By the end of this book, you will be geared up to take on any challenges of implementing TensorFlow 1.x in your machine learning environment.
Style and approach
This comprehensive guide will enable you to understand the latest advances in machine learning and will empower you to implement this knowledge in your machine learning environment.
商品描述(中文翻譯)
使用 Google 的 TensorFlow 1.x 函式庫解決常見的商業機器學習問題並建立可部署的解決方案。
本書介紹
- 透過這本實用且具洞察力的指南,進入第二代機器學習的全新時代,使用 Python。
- 為實際工業用途設置 TensorFlow 1.x,包括多 GPU 支援等高效能設置方面。
- 使用原始的真實世界數據創建訓練和應用分類器的管道。
本書適合誰閱讀
本書適合希望從現有機器學習函式庫遷移或直接跳入機器學習平台的數據科學家和研究人員。這本書也適合希望通過範例學習深度學習的軟體開發人員。特別著重於使用 TensorFlow 的獨特功能解決來自多個行業的商業深度學習問題。不需要商業領域知識,但預期讀者對 Python 和矩陣數學有一定的熟悉度。
您將學到什麼
- 探索如何使用不同的機器學習模型來對數據提出不同的問題。
- 學習如何使用 TensorFlow 1.x 建立深度神經網絡。
- 涵蓋使用 TensorFlow 1.x 的關鍵任務,如聚類、情感分析和回歸分析。
- 了解如何編寫乾淨且優雅的 Python 代碼,以優化算法的效能。
- 發現如何將您的機器學習模型嵌入到網頁應用程式中,以提高可及性。
- 學習如何使用 AWS 的多 GPU 進行更快的訓練。
詳細內容
Google 的 TensorFlow 在機器學習的世界中是一個遊戲改變者。它使機器學習變得比以往更快、更簡單和更易於接觸。本書將教您如何利用 Python 和 TensorFlow 1.x 的力量輕鬆入門機器學習。

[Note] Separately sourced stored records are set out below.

PR #175, opened 2021-05-27
boxM implementation

GanshengT:
A generic implementation of Box's M test. Concerning maths expressions would be added later.


raphaelvallat:
Hi @GanshengT,

Thanks for the PR! I just did a very short scan, and I have three main comments for now:

1. We need to add test against R or Matlab in [pingouin/tests/test_multivariate.py](https://github.com/raphaelvallat/pingouin/blob/master/pingouin/tests/test_multivariate.py). More broadly, please make sure to follow the guidelines for contributing: https://pingouin-stats.org/contributing.html
2. Does the Box test only work for covariance matrices of similar shapes? By using a 3D numpy array as input, we're forcing all the covariance matrices to have similar shapes. If desired, we could have a more arbitrary input, as I've done in [pingouin.homoscedasticity](https://pingouin-stats.org/generated/pingouin.homoscedasticity.html#pingouin.homoscedasticity)
3. There shouldn't be any uppercase in function names in Python, so I would suggest renaming the function to `box_test`, or `box_m`

Raphael

GanshengT:
Thanks for your comments @raphaelvallat.  
1. I am on top of that.
2. To the best of my knowledge, the Box's M test is used to test covariance matrices of the same shape because the dependent/independent variables should be the same across groups. If the Box's M test can be generalized to test any covariance matrices, please let me know. In this case, how do we define the equality of covariance matrices of different shapes?
3. One of my bad habits. `box_m` is a good idea.

pingouin/multivariate.py
```diff
@@ -326,22 +326,20 @@ def boxM (covs,sizes, alpha=.001):
...
-        
+            T=-T+(1/(sizes[idx_cov]-1))
+        c=-k1*(T-(1/(np.sum(sizes)-covs.shape[0])))      
     # calculate U statistics and degree of fredom
     u =-2*(1-c)*np.log(M)
+    
     df = 0.5*covs.shape[1]*(covs.shape[1]+1)*(covs.shape[0]-1)
     p = 1-scipy.stats.chi2.cdf(u,df)
     equal_cov = True if p > alpha else False
     stats = pd.DataFrame(data={'Chi2':[u], 'df':[df],'pval':[p],'equal_cov':[equal_cov]},index=["Box's M"])
```
raphaelvallat, line 343: Could you please rename the index to `box` instead of `Box's M`? We want to avoid having "'" in index names.

raphaelvallat:
You are right for 2), covariance matrices should be the same size.

Now that we have this working implementation, I think it would be great to change the input such that users specify the dependent variables and grouping variable instead (`dvs` and `group`, similar to https://pingouin-stats.org/_modules/pingouin/distribution.html#homoscedasticity). I think using pandas.DataFrame.groupby.cov() we could greatly simplify the user's input (i.e. no need to pass each unique covariance matrix and/or the sample size).

Let me know what you think!

pingouin/multivariate.py
```diff
@@ -1,5 +1,6 @@
 import numpy as np
 import pandas as pd
+import scipy
```
raphaelvallat, line 3: Please avoid generic call to scipy and instead import the specific function (from scipy.stats import chi2)

pingouin/multivariate.py
```diff
@@ -254,3 +255,91 @@ def multivariate_ttest(X, Y=None, paired=False):
...
+        sizes = np.array(sizes)
+        
+    # calculate pooled S and M statistics
+    ## covs.shape[0] is the number of covariance matrices
+    ## covs.shape[1] is the number of variables
+    ## np.sum(sizes) is the total number of observations
+    E = np.zeros(covs[0].shape)
+    M=1
+    for idx_cov in range(covs.shape[0]):
+        E+=(sizes[idx_cov]-1)*covs[idx_cov]
```
raphaelvallat, line 321: Please make sure to follow flake8 code guidelines (e.g. there should always be space between numeric operators, a + b = 2 instead of a+b=c)

GanshengT:
> You are right for 2), covariance matrices should be the same size.
> 
> Now that we have this working implementation, I think it would be great to change the input such that users specify the dependent variables and grouping variable instead (`dvs` and `group`, similar to https://pingouin-stats.org/_modules/pingouin/distribution.html#homoscedasticity). I think using pandas.DataFrame.groupby.cov() we could greatly simplify the user's input (i.e. no need to pass each unique covariance matrix and/or the sample size).
> 
> Let me know what you think!

Good idea!

GanshengT:
I implemented a new version of ```box_m``` that takes Dataframe, variables, and group as inputs. It currently works only for long format.

pingouin/multivariate.py
```diff
@@ -254,3 +254,102 @@ def multivariate_ttest(X, Y=None, paired=False):
     stats = {'T2': t2, 'F': fval, 'df1': df1, 'df2': df2, 'pval': pval}
     stats = pd.DataFrame(stats, index=['hotelling'])
     return _postprocess_dataframe(stats)
+
+def box_m (data, vars=None, group=None, alpha=.001):
```
raphaelvallat, line 258: @GanshengT  For consistenty with Pingouin other functions, can you please rename `vars` to `dvs` (= dependent variables)

raphaelvallat, line 258: Is there a reason why the significance level is set to 0.001? Is that standard for the Box M test?

pingouin/multivariate.py
```diff
@@ -254,3 +254,102 @@ def multivariate_ttest(X, Y=None, paired=False):
...
+    from scipy.stats import chi2
+    """Test equality of covariance matrices.
+
+    Parameters
+    ----------
+    data : :py:class:`pandas.DataFrame`, list or dict
+        Iterable. Can be either a list / dictionnary of iterables
```
raphaelvallat, line 265: This is not really clear. Data can be either a long-format Pandas dataFrame, or an iterable (e.g. list, dict), correct?

pingouin/multivariate.py
```diff
@@ -254,3 +254,102 @@ def multivariate_ttest(X, Y=None, paired=False):
...
+        assert vars is not None and group is not None, 'data should be in the long-format'
+        # Long-format Pandas DataFrame
+        assert group in data.columns
+        assert set(vars).issubset(data.columns)
+        grp = data.groupby(group, observed=True)[vars]
+        assert grp.ngroups > 1, 'Data must have at least two columns.'
+        covs = grp.cov()
+        num_covs,num_vars = covs.index.levshape
+        sizes = grp.count().iloc[:,0]        
+
```
raphaelvallat, line 324: Please avoid double blank lines. Can you please check that the code follows the flake8 guidelines? Thanks!

pingouin/multivariate.py
```diff
@@ -254,3 +254,102 @@ def multivariate_ttest(X, Y=None, paired=False):
...
+        
+    # calculate pooled S and M statistics
+    ## covs.shape[0] num_covs is the number of covariance matrices
+    ## covs.shape[1] num_vars is the number of variables
+    ## np.sum(sizes) is the total number of observations
+        E = np.zeros([num_vars,num_vars])
```
raphaelvallat, line 330: Why the indent here?

pingouin/tests/test_multivariate.py
```diff
@@ -66,3 +68,30 @@ def test_multivariate_ttest(self):
         stats = multivariate_ttest(X_na, Y, paired=True)
         assert stats.at['hotelling', 'df1'] == 3
         assert stats.at['hotelling', 'df2'] == X.shape[0] - 1 - X.shape[1]
+
+    def test_box_m(self):
+        """Test function box_m.
+        Tested against the R package biotools (iris dataset).
+        """
+        
+        iris = datasets.load_iris()
```
raphaelvallat, line 77: Please remove duplicated lines

pingouin/tests/test_multivariate.py
```diff
@@ -66,3 +68,30 @@ def test_multivariate_ttest(self):
...
+        
+        # test for generic box_m
+        ##calculate covariance matrices
+        #cov_target0 = df[df['target']==0].iloc[:,:4].cov().values
+        #cov_target1 = df[df['target']==1].iloc[:,:4].cov().values
+        #cov_target2 = df[df['target']==2].iloc[:,:4].cov().values
+        #calculate the sample size for each 'group'
+        #sizes = [df[df['target']==0].shape[0],df[df['target']==1].shape[0],df[df['target']==2].shape[0]]
+        #stats = box_m(np.array([cov_target0,cov_target1,cov_target2]),sizes)
+        assert round(stats.at["Box's M", 'Chi2'], 5) == 140.94305
```
raphaelvallat, line 94: Why is the Chi2 value rounded to 5? Does the output of R have more float precision?

raphaelvallat (commented):
Hi @GanshengT,

Fantastic, thanks! I've added a few minor comments to the code.

pingouin/multivariate.py
GanshengT: 0.001 is commonly used. I cite:
> In addition, Box’s M has very little power (Cohen, 2008) for small sample sizes; if your small-sample result is not significant, it doesn’t necessarily indicate that the covariance matrices are equal. The test has also been criticized for being overly sensitive for large sample sizes. In other words, it will report a statistically significant result when one doesn’t actually exist. To address this particular issue, a smaller alpha level (e.g. .001) is recommended (Hahs-Vaughn, 2016).

The reference is **Hahs-Vaughn, D. (2016). Applied Multivariate Statistical Concepts. Taylor & Francis.**

pingouin/tests/test_multivariate.py
GanshengT: The precision of the output of box's M depends on the package of the function (i.e. MVTests, biotools, etc.) For example, in biotools, the Chi2 value is rounded to 2.

pingouin/multivariate.py
GanshengT: Could you explain more in detail how to run flake8 checks? The instruction on the contribution page is not so clear.

pingouin/multivariate.py
```diff
@@ -254,3 +254,97 @@ def multivariate_ttest(X, Y=None, paired=False):
     stats = {'T2': t2, 'F': fval, 'df1': df1, 'df2': df2, 'pval': pval}
     stats = pd.DataFrame(stats, index=['hotelling'])
     return _postprocess_dataframe(stats)
+
+def box_m (data, dvs=None, group=None, alpha=.001):
+    from scipy.stats import chi2
```
raphaelvallat, line 259: @GanshengT Can you please change the import to after the docstring?

pingouin/multivariate.py
raphaelvallat: You can install the flake8 package and then analyze your code with `flake8` command. See more details here: https://pypi.org/project/flake8/

raphaelvallat:
Hi @GanshengT,

Sorry for the delay. The PR looks good. A few more comments:

1) Before I merge, could you add a second test against another dataset (e.g. the "penguins" dataset in Pingouin)? 

2) Does the current function handle unequal sample size in the grouping variable and/or missing values? Would be good to test these cases against R.

3) Feel free to add your change to the docs/changelog.rst file, with link to the current PR.

Thanks,
Raphael

raphaelvallat:
Also it seems that the CI tests are failing, can you please fix this? Thank you!

GanshengT:
> Hi @GanshengT,
> 
> Sorry for the delay. The PR looks good. A few more comments:
> 
> 1. Before I merge, could you add a second test against another dataset (e.g. the "penguins" dataset in Pingouin)?
> 2. Does the current function handle unequal sample size in the grouping variable and/or missing values? Would be good to test these cases against R.
> 3. Feel free to add your change to the docs/changelog.rst file, with link to the current PR.
> 
> Thanks,
> Raphael

1. Of course. 
2. The current function handles unequal sample size, but it does not handle the missing value. Any thoughts?
3. Sure.

GanshengT:
The tests should work fine. However, the dataset penguins can not be tested against R as the function in library "biotools" does not handle NAs neither.

raphaelvallat:
Hi @GanshengT,

Thanks for all that. I think it's okay that the function cannot handle NaN if it's also the same behavior in R, we should just add a note in the documentation. I think there are some conflicts caused by the latest version of Pingouin that I released a few weeks ago. Could you please fix the conflicts before I merge?

Thanks,
Raphael

GanshengT:
The conflicts have been solved

pingouin/multivariate.py
```diff
@@ -254,3 +254,114 @@ def multivariate_ttest(X, Y=None, paired=False):
...
+    .. [1] Rencher, A. C. (2003). Methods of multivariate analysis (Vol. 492).
+    John Wiley & Sons.
+
+    Examples
+    --------
+    1. Box's M testing 3 covariance matrices from 'tip' dataset
+
+    >>> import numpy as np
+    >>> import pingouin as pg
+    >>> import scipy.stats
```
raphaelvallat, line 310: Please removed unused call to scipy.stats

pingouin/multivariate.py
```diff
@@ -254,3 +254,114 @@ def multivariate_ttest(X, Y=None, paired=False):
...
+    >>> data = pg.read_dataset('tips')[['total_bill','tip','size']]
+    >>> box_m(data,dvs=['total_bill','tip'],group='size')
```
raphaelvallat, line 312: It should be `pg.box_m`

pingouin/multivariate.py
```diff
@@ -254,3 +254,114 @@ def multivariate_ttest(X, Y=None, paired=False):
...
+    References
+    ----------
+    .. [1] Rencher, A. C. (2003). Methods of multivariate analysis (Vol. 492).
+    John Wiley & Sons.
+
+    Examples
+    --------
+    1. Box's M testing 3 covariance matrices from 'tip' dataset
+
+    >>> import numpy as np
```
raphaelvallat, line 308: Please remove unused call to numpy

pingouin/multivariate.py
```diff
@@ -254,3 +254,114 @@ def multivariate_ttest(X, Y=None, paired=False):
...
+        * ``'equal_cov'``: True if ``data`` has equal covariance
+
+    Notes
+    -----
+    This function does not handle missing values. Please
+    handle them (e.g. remove or impute these values)
+    prior to perform the Box's M test.
+    Pooled sample covariance matrix :math:`S_{\\text{pl}}`
+    is calculated as
+    .. math::
```
raphaelvallat, line 290: Please add space before and after the math code block, otherwise it won't be rendered properly in the HTML documentation

pingouin/multivariate.py
```diff
@@ -254,3 +254,114 @@ def multivariate_ttest(X, Y=None, paired=False):
...
+        \\textbf{S}_i}{\\sum_{i=1}^k(n_i-1)},
+    where :math:`n_i` and :math:`S_i` are the sample size and covariance matrix
+    of the :math:`i^{th}` sample, :math:`k` is
+    the number of independent samples.
+    More mathematical expressions can be found in [1]
+
+    References
+    ----------
+    .. [1] Rencher, A. C. (2003). Methods of multivariate analysis (Vol. 492).
+    John Wiley & Sons.
```
raphaelvallat, line 302: Could you also add the reference for using 0.001 as the default significance value? Thanks

pingouin/multivariate.py
```diff
@@ -254,3 +254,114 @@ def multivariate_ttest(X, Y=None, paired=False):
...
+    Examples
+    --------
+    1. Box's M testing 3 covariance matrices from 'tip' dataset
+
+    >>> import numpy as np
+    >>> import pingouin as pg
+    >>> import scipy.stats
+    >>> data = pg.read_dataset('tips')[['total_bill','tip','size']]
+    >>> box_m(data,dvs=['total_bill','tip'],group='size')
+
```
raphaelvallat, line 313: Please remove blank line

pingouin/multivariate.py
```diff
@@ -254,3 +254,114 @@ def multivariate_ttest(X, Y=None, paired=False):
...
+            Chi2	df	    pval	    equal_cov
+    box	45.842377	15.0	0.000056	False
+    """
+
```
raphaelvallat, line 317: Please remove blank line

pingouin/multivariate.py
```diff
@@ -254,3 +254,114 @@ def multivariate_ttest(X, Y=None, paired=False):
...
+        c = - k2
+    else:
+        for idx_cov in range(num_covs):
+            T = - T + (1 / (sizes.iloc[idx_cov] - 1))
+        c = - k1 * (T - (1 / (np.sum(sizes) - num_covs)))
+
+    # calculate U statistics and degree of fredom
+    u = - 2 * (1 - c) * np.log(M)
+    df = 0.5 * num_dvs * (num_dvs + 1) * (num_covs - 1)
+    p = 1 - chi2.cdf(u, df)
```
raphaelvallat, line 363: For consistency with other Pingouin's functions, please use `p = chi2.sf(u, df)`

raphaelvallat (commented):
Just added a few last comments @GanshengT ! Thanks

pingouin/multivariate.py
GanshengT: You mean there should be a blank line before and after the "..math::"? Is there a way that I can see how it renders locally?

GanshengT:
Thank you for the comments. I now know more about python package building.

pingouin/multivariate.py
raphaelvallat: @GanshengT the instructions for building the documentation can be found here: https://pingouin-stats.org/contributing.html

GanshengT:
It seems that the test fails at TestNonParametric.test_harrelldavis

raphaelvallat:
I just checked and the tests that fail are completely unrelated to the current PR, so I can merge safely. Should I merge now or are there any other documentations/tests that you want to add?

GanshengT:
I think this PR is ready to merge.

raphaelvallat:
Merging now ! Thanks again for the PR !

raphaelvallat:
@GanshengT I finally found the time to dive more into this PR, and I've made several improvements to the code (which now uses NumPy broadcasting instead of for loop + pandas), documentation, and unit testing (three different tests against R biotools). You can see the new commit here: https://github.com/raphaelvallat/pingouin/commit/c7ce9abe25501ce187cfe38e687816a2082e51b8

Thanks,
Raphael

PR #177, opened 2021-05-29
Update correlation.py

jinwx:


raphaelvallat:
Hi @jinwx,

What is this PR for? We do want to keep `tail="two-tailed"` as the default in pingouin.corr.

Thanks,
Raphael

sappelhoff:
looks like a correction to me, as the default is currently not `"two-tailed"`:  https://github.com/raphaelvallat/pingouin/blob/c7a074f532aa1e8e7968b08732797e255e8c6f5f/pingouin/correlation.py#L1191

but then perhaps the default should be corrected, and not the docstring?

raphaelvallat:
Oh my bad, you're right I didn't see that the fix was for the distance_corr function! Merging now. Thanks for the PR!

raphaelvallat (approved):

PR #191, opened 2021-08-24
DOCS add how Logistic Regression is modified to match R and statsmodels

discdiver:
The docs didn't say how the scikit-learn default solver was changed. Inquiring minds would have to go to the source code. I added the default solver.


raphaelvallat (approved):

raphaelvallat:
Thank you, merging now!

PR #193, opened 2021-09-02
Only put license name in package metadata

ecederstrand:
The license entry is only supposed to contain the license name, not the full license text. We already have that in the LICENSE file which is included in the package via MANIFEST.in


raphaelvallat (approved):

raphaelvallat:
Thanks for spotting this! Merging now.

Issue #214, opened 2021-11-25
Implemetation of Mardia-Watson-Wheeler test and Moore's Modified Rayleigh test for circular data


J-Wall:
Hi,

I've been looking for a statistics library which implements some tests on circular statistics, or would be happy for me to contribute implementations to.

I'm specifically interested in the Mardia-Watson-Wheeler test for equality of two angular populations (https://www.jstor.org/stable/25049573) and also Moore's Modified Rayleigh test for non-uniformity in weighted angular (vector) data (https://doi.org/10.1093/biomet/67.1.175).

R has an implementation of Mardia-Watson-Wheeler which could be tested against (https://www.rdocumentation.org/packages/circular/versions/0.4-93/topics/watson.wheeler.test). The only implementation of Moore Rayleigh I'm aware of is in Oriana, which is proprietary and closed-source.

Cheers!

H2yx:
excuse me？do u  find a way to implement the Mardia-Watson-Wheeler test for equality of two angular populations？I really need that function!!SOS

raphaelvallat:
@H2yx there was a pull request implementing this test but it was stalled for a long time and I eventually closed it. See the implementation of the test here: https://github.com/raphaelvallat/pingouin/pull/215/files

PR #215, opened 2021-12-01
Moore-rayleigh

J-Wall:
This PR implements the Moore's modified Rayleigh test described in Moore, B. R. (1980). A modification of the Rayleigh test for vector data. Biometrika, 67(1), 175-180. Addresses part of #214.  I've tried to follow your style for code and documentation, and I've included tests based on R* values obtained from the Oriana circular statistics program, and manually calculated p-values.

This test is slightly obscure (in fact, I couldn't find it in any other statistics library...) although it's used a fair bit in animal migration research. The lack of an open-source implementation was bugging me, so I thought I would contribute to an existing library rather than start my own. Cheers!

### DIFF
--- a/docs/api.rst
+++ b/docs/api.rst
@@ -52,6 +52,7 @@ Circular
     circ_mean
     circ_r
     circ_rayleigh
+    circ_moore_rayleigh
     circ_vtest
 
 Contingency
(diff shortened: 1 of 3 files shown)


raphaelvallat:
Hi @J-Wall!

Thanks so much for this. Really clean PR! Two comments after a quick review:

1) For unit testing, can you get higher float precision than 3 decimals? I'm not familiar at all with the Oriana software.

2) Should we combine the circ_moore_rayleigh and circ_rayleigh into a single function? e.g. the Moore's method could be specified as an optional parameter to the main circ_rayleigh function? I'd much prefer this option rather than burdening Pingouin's API with a very rare function.

Thanks,
Raphael

raphaelvallat:
I am closing this PR since there has not been any activity in several months. Feel free to reopen. Thanks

首先,您將涵蓋基本的安裝程序並探索 TensorFlow 1.x 的功能。接下來是訓練和運行第一個分類器,並介紹該函式庫的獨特功能,包括數據流圖、訓練和使用 TensorBoard 可視化性能——所有這些都在使用來自多個行業的問題的範例豐富的背景下進行。您將進一步探索文本和圖像分析,並介紹 CNN 模型及其在 TensorFlow 1.x 中的設置。接下來,您將實現一個完整的實際生產系統,從訓練到服務深度學習模型。隨著進展,您將了解 Amazon Web Services (AWS),並創建一個深度神經網絡來解決視頻動作識別問題。最後,您將把 Caffe 模型轉換為 TensorFlow,並介紹高階 TensorFlow 函式庫 TensorFlow-Slim。
在本書結束時,您將準備好應對在您的機器學習環境中實施 TensorFlow 1.x 的任何挑戰。
風格與方法
這本全面的指南將使您了解機器學習的最新進展,並使您能夠在您的機器學習環境中實施這些知識。